An Authentic Lahu Hill Tribe village in Chiang Rai
You don’t need to look far to find a hill tribe village in the North of Thailand.
Unfortunately a lot that you do find have been set up for tourism, especially the ones near to the cities of Chiang Mai.
Kept alive by a steady stream of tourists arriving by the bus load to get a glimpse into the life of these indigenous people. However what you will actually get is a bit of a depressing show and not real life at all. I avoid these villages on the tourist maps like the plague.
To find an authentic hill tribe village, you need to go off the tourist path.
There will be no huge sign welcoming you to the village, no donation boxes, no people wearing traditional dress all day, waiting to have their photos taken and no stalls set up with souvenirs. In fact you may not even know you are in one at all.
When we got to the Lahu village, 25 km from Chiang Rai’s main town, after some rather bumpy off roading through the trees and up a steep dirt track, there were only 2 other tourists in the village, a brother and sister from France who had slept overnight in a bamboo hut and were about to embark on a day’s trek back to Huay Mae Sai.
Village life went on around us as it would on any other day. Pigs and dogs roamed freely around the dusty floor while small children played an enthusiastic sounding game using pebbles and sticks.
We were told the tiny 2 room school was shut, as it had been all week, due to the teacher simply not wanting to open it, preferring to enjoy a long lie in instead.
Village life is very basic, houses consist of hand built bamboo structures, no electricity or creature comforts that most of us wouldn’t even think to go a day without. What I liked was that no one bat an eyelid to our being there.
Banyafu village is real. An authentic and genuine village, where people live and survive in a small, simple community of just a handful of families from the Lahu tribe.
We joined the trek back to Huay Mae Sai and the guide, Yatti, said that his grandfather built the village and he has lived in Banyafu all his life apart from a year he spent in Chiang Mai as a Monk at Doi Suthep temple.
Just standing in the village I felt a million miles from anything I had ever known, yet at the same time I felt welcome and content. I tried to pinpoint myself and Jmayel in the world, thinking of family and friends miles away, picturing them in their houses and familiar towns, but we were off the map in a rural tribal village, no one I knew could picture where we were.
This was the kind of experience we had begun traveling again for.
You can get to Banyafu village by yourself with transport, maybe stop and purchase a snack or some water from the small shop.
Or visit the owner at Akha Lodge Guesthouse in Huay Mai Sai village, they can arrange for you to go on a days guided trek to the tribal village through the hills.
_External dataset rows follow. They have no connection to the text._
PR #287, opened 2017-06-28
Update example to a smoother version

navjotk:
For the scipy paper, the advection example is initialised to a non-smooth function which leads to the diffusive solution as pointed out by the reviewer. 

Instead of getting into explaining the shortcomings of that solution as the reviewer asked, it might just be better to use an example which is more compatible with finite difference, i.e. a smooth initial condition.

In this PR @jhueckelheim and I worked that out to an example that gives an acceptable solution. The smooth function comes from:

Krakos, Joshua Ambre. Unsteady adjoint analysis for output sensitivity and mesh adaptation. Diss. Massachusetts Institute of Technology, 2012. **Pg 68**


mlange05:
Ok, if we change the initial condition in the code, we need to clearly state and document that change in the accompanying text. As far as I can see this PR still states that we are using a "hat function", which is now sort of wrong. We should then also properly document the deviation from the original and provide a reference as to why.

Having said that, I am also wondering if we maybe also should submit this change to the upstream tutorial, possibly alongside some remarks as to why this is a better solution? I don't really like deviating from the original setup, since the point of our tutorial is primarily API documentation, not a discussion of numerical schemes. 

Moreover, this particular tutorial is only the beginning of a series, which progresses to  non-linear advection and the Burgers equation on the same non-smooth "hat function", but with a much smoother result that the linear advection case. I'm wondering therefore if the discontinuity is possibly intended to demonstrate that a non-linear formulation improves results? And further, should we then not be using this new smooth function throughout all other tutorials?

As for the reviewer comment, I am not sure that we necessarily need to change the example, since he is explicitly asking for a discussion and explanation. The point he is making is valid, as is the point about the Laplace example, yet changing that to an implicit scheme is not great for our purposes either. However, this point is probably best discussed offline or on slack.

So, all in all, I'm sceptical about this one, but I'd appreciate community input. @ggorman @mloubout?

jhueckelheim:
I think we should separate two issues here.

One is about the tutorial. Now that you mention the other examples in the tutorial that rely on this function, I agree that the hat is suitable, along with a discussion on numerical schemes etc. I am happy to provide this text if required. @navjotk and I coded this up yesterday and used the PR to share the code in time for the scipy paper, but had no expectation of this actually being merged. Sorry if this is not very clean.

The other is about the scipy paper itself, where there's no need for consistency with the tutorial. This is about showcasing Devito. The hat is a case where FD is not an appropriate method, and Devito fails here not because of anything specific to Devito, but because FD is the wrong choice, and because this problem is known to be hard.

If we keep this example and go into the discussion that the reviewer is asking about, we are in my opinion distracting the reader with a problem for which Devito is clearly unsuitable. Since we are free to select the test case, why not choose one where Devito is appropriate?

And yes, community input welcome.

mloubout:
I would side with @jhueckelheim on this one. Even if we are following the tutorials for illustration purpose, this examples should not be bounded to a specific initial condition or other. Adapting the problem to showcase properly Devito on a fully "supported" test case would have more impact.

The full discussion on the numerical schemes is indeed major, I would however argue that this is something we could include in the notebook that can be extended and detailed rather than adding a lengthy explanation in the paper that would hinder the message and its impact.

My understanding of the review is that we either need to add an explanation or make it more suitable to avoid mis-understandings and changing the non-smooth initial state to a smooth one seems like the easiest and most succinct way to do it.

mlange05:
Ok, following offline discussion with @janhu, I think we can and should do both:
* We leave the non-smooth "copy" of the original tutorial in place, so as to be compatible with all the next tutorial steps up to the Burgers' equation.
* We add a small bit of discussion at the end of the tutorial to explain why the non-smooth initial condition is insufficient and demonstrate the smooth version. We can also add a disclaimer that this is advanced stuff that goes beyond API demonstration.
* We update to the smooth version in the paper, since it's a standalone example, and refer to this notebook and the LeVeque textbook for further discussion and insights.
* As a bonus we can explore using higher-order techniques on the non-smooth initial condition to demonstrate some of the more subtle points mentioned in the in the LeVeque textbook.

mlange05:
Ok, changes look good. It would be very nice to have an actual definition of the smooth initial condition though, since I need to update this in the paper too. Also, I'm getting warnings about notebook versions (v3 instead of v4), which suggests you might want to update your `jupyter`.

mlange05:
Also, a minor nitpick, not to be addressed in this PR, is that we do not need to replicate the _without_ and _with BC_ stuff, as well as printing the generated C code. Instead we should drop these and focus on analysing the oscillations and how they behave with higher order derivatives (as discussed offline). But again this is just ideas for another PR, not for this one.

jhueckelheim:
Yes. I also think it would be a good idea to show that higher order stencils will cause oscillations with the non-smooth IC, and remove the artificial diffusion with the smooth IC. I tried this earlier and failed due to some miscommunication between me and Devito. I added the definition of the smooth bump. Updating Jupyter seems to be less straightforward, working on it.

mlange05:
Ok, cool. As I said, does not need to be this PR. Also, what's A in the IC definition and what's the value we use?

jhueckelheim:
I added the complete IC definition, I hope this is now unambiguous.

mloubout:
Nitpicking.

In the introduction

>This is the case for systems with a smooth solution if $\Delta x$ and $\Delta y$ are sufficiently small. But if the solution is non-smooth we can't expect much.

This is not quite true. The main problem is that the error made on the approximation is led by the derivatives (first, second,...) of the fonction at the current point. As  it is not differentiable at the point, the error grows to infinity. SO the main issue is that the Taylor expansion is not defined at all pints, not the grid size.

mlange05:
Uhhh, can you please also add a one-liner to `docs/tutorials.rst` to point to the new tutorial on the website and say why it exists on?

mlange05:
Ok, good to go. Merging....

Click here for map of guesthouse.
Further up the same road that leads to Banyafu is Doi Bo Viewpoint. I highly recommend going there for some stunning views. Take a supply of water and food though if you plan on spending some time up there as there is nothing nearby in the way of supplies!
Lahu People: Originating from the Tibetan mountains, they migrated throughout China and Burma before arriving in Thailand with settlements along the Burmese border. Known as hunters, the Lahu are the third largest hill tribe group with a population of around 80,000.